:: Task objective ::
Give back every record below precisely as written.

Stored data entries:
PR #315, opened 2022-09-05
Fix instructions

orelgueta:


orelgueta:
The test that failed here has nothing to do with PR and is the result of the change of files in the DB (to the correct one). If the change itself is OK, I suggest we merge this.

GernotMaier (approved):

:: Exercise response ::
PR #315, opened 2022-09-05
Fix instructions

orelgueta:


orelgueta:
The test that failed here has nothing to do with PR and is the result of the change of files in the DB (to the correct one). If the change itself is OK, I suggest we merge this.

GernotMaier (approved):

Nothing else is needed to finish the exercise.